How does that work? Presumably the quarterly payment of around $300.00 is an "advance" on the product. The $300.00 is all "in one basket," as it were, as opposed to being a more diverse expenditure, across multiple farms, farmers, and micro-climates.

Now that's a significant investment for many folks, a big part of their food budget. What happens if it doesn't rain? If the crop becomes blighted? If it's just a "new farmer" thing (I've seen a few of those)?

Who is assuming the risk? Is there crop insurance that would allow the investors to be paid back?

Not trying to give you a hard time, I'm just very interested in how such arrangements are structured and secured.

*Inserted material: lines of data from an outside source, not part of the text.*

Issue #979, opened 2024-10-03
Loading indicator does not go away when the event queue appears to be active


PIG208:
We added a loading indicator in #852 that appears when even queue polling fails with any error.

However, it seems that the loading indicator can stay on even the event queue is doing fine, and does not go away until you get a new event.

I don't have a consistent way to reproduce this, but what I did was basically:

1. Leave the app on and lock the phone
2. After a while, unlock the phone
3. Observe if the loading indicator stays there longer than usual
4. Try to do something (like starring a message), and the loading indicator should go away promptly

My guess is that when the event queue goes stale, `isLoading` gets set to true. When we do get the new event queue, we do not set `isLoading` back to false.

gnprice:
Thanks for the report!

I don't think I've seen this symptom myself yet. It sounds reminiscent of this other event-queue-related symptom I saw once back in July:
* #979

but I haven't seen that one since then either.

I think this won't be actionable until we hear more reports of it happening, so I'll push it out to the post-launch milestone. If we do see or hear of it again, this thread will help us aggregate those reports.

gnprice:
I happened to see this symptom yesterday during development, and thanks to seeing the debug log I think I have a diagnosis. This was on my Pixel 8 running Android 15, while connected by USB to my desktop for debugging.

What happens is:
* The device goes to sleep, perhaps while the app was in the foreground.
* The app actually keeps running — one can tell because it keeps printing log messages to the console.
* But it isn't able to make network requests.
  * The symptom of this is that the requests fail with SocketException, generally with DNS errors that it can't find `chat.zulip.org` (or whatever the host is).
    * We'd previously seen that those errors are common; that's why they're the one type of transient failure we silenced from reporting to the user, in #868.
  * In retrospect this makes sense as a compromise for the OS to choose: let the foreground app keep running, at least for a little while, in case the user wakes the device right back up again; but disable the network, because the wifi radio and especially the cell radio are expensive for the battery.
* So our event-poll loop keeps getting failures, and backs off farther and farther. So far, so good.
* Now the user wakes the device, and the app is able to use the network again. Two things go wrong that both contribute to this symptom.
* First, we may be in the middle of a long backoff. So it could be up to 10 seconds (typically more like 3 seconds) before we make the next request. During the remaining backoff time, the loading indicator will continue; and we won't learn of new events, even events that already happened while we were offline.
  * This first issue, I was basically already aware of. It'd be good to fix but isn't the main cause of the symptom this thread is about.
[...]

PR #1013, opened 2024-10-20
store: Make isLoading false after getting a event queue

satyam372:
Fixes: zulip#979

### DIFF
--- a/lib/model/store.dart
+++ b/lib/model/store.dart
@@ -504,6 +504,7 @@ class PerAccountStore extends ChangeNotifier with EmojiStore, ChannelStore, Mess
     switch (event) {
       case HeartbeatEvent():
         assert(debugLog("server event: heartbeat"));
+        isLoading = false;
 
       case RealmEmojiUpdateEvent():
         assert(debugLog("server event: realm_emoji/update"));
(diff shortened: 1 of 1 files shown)


gnprice:
Is there a particular question you'd like feedback on related to this draft PR?

satyam372:
Yeah, I just want feedback on the changes. Before attempting to solve the issue, I followed the steps mentioned by @PIG208 in the description of issue #979:

**I don't have a consistent way to reproduce this, but what I did was basically:

1.Leave the app on and lock the phone.
2.After a while, unlock the phone.
3.Observe if the loading indicator stays visible longer than usual.
4.Try to do something (like starring a message), and the loading indicator should go away promptly.**

I tried this, but it worked fine for me; there was no visible loading indicator (or maybe I did it incorrectly).
So, I'm not sure if these changes will solve the issue or not.

This PR doesn't include tests yet. I will include them and push the revision soon.

gnprice:
Yes, as that description says, we don't know a way to consistently reproduce the issue.

The main work that's needed for making progress on this issue will be to debug it: to figure out how and why it happens, or at least reach some sort of theory for why it might happen. That requires either experimenting to find a reproducer, or carefully studying the code and thinking through possible scenarios.

This PR adds `isLoading = false` lines in a couple of arbitrary places in the code. Without a theory of why those would affect the issue, that isn't helpful.

Closing this PR because it isn't going in a useful direction.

Great questions Gascolator. I'll refer everyone to the ins and outs of CSAs to the Biodynamic Growing website which offers a nice overview of how a CSA works. But to answer you're question about risk I'll paste that particular section here:

How CSA Works
Consumers and farmers work together on behalf of the Earth and each other. While the farmer is tending the Earth on behalf of others, consumers share the costs of supporting the farm and share the risk of variable harvests (and also share the over-abundance of a particularly fruitful years). Membership in the CSA is based on shares of the harvest. Members are called shareholders and they subscribe or underwrite the harvest for the entire season in advance. Each project handles this relationship in its own fashion. Every farm is different in length of season, crops grown, level of social activities and price they set for their shares.

CSA is not about cheap food, which is usually neither nourishing nor grown with care of the environment in mind. CSA is about each of us being responsible. We encourage you to compare prices of a share at your local CSA to the supermarket's "cheap food."

https://www.biodynamics.com/content/comm...uction-csa

Most CSA's require the full season's payment due at the beginning of the growing season rather than break it down into smaller payments like I have chosen to do. The other CSAs tend to run anywhere from $33 to $40/wk avg depending on the size of the farm and product availability.

I also plan on co-oping with some of the other local farmers I know from selling at the markets and get some things I am not growing right now, namely fruit, and have the option of including them in everyone's order. This year I am not growing strawberries but I may be able to include a package of locally grown strawberries for that week's pick up. The goal right now is to stay small, produce high quality food at an affordable price for the CSA members and my farmers market customers. That's the reason I am only offering 6 available shares right now. I'm in the capital raising phase and want to protect my members and myself from over promising and under delivering. Staying small will allow me to do that until the production reaches the next level.

I also plan on hosting farm to plate events at the farm and bringing in a local chef and either a local brewer or wine maker and pair the farm food with local beverages. If I could make this happen by the end of the growing season I would be extremely happy.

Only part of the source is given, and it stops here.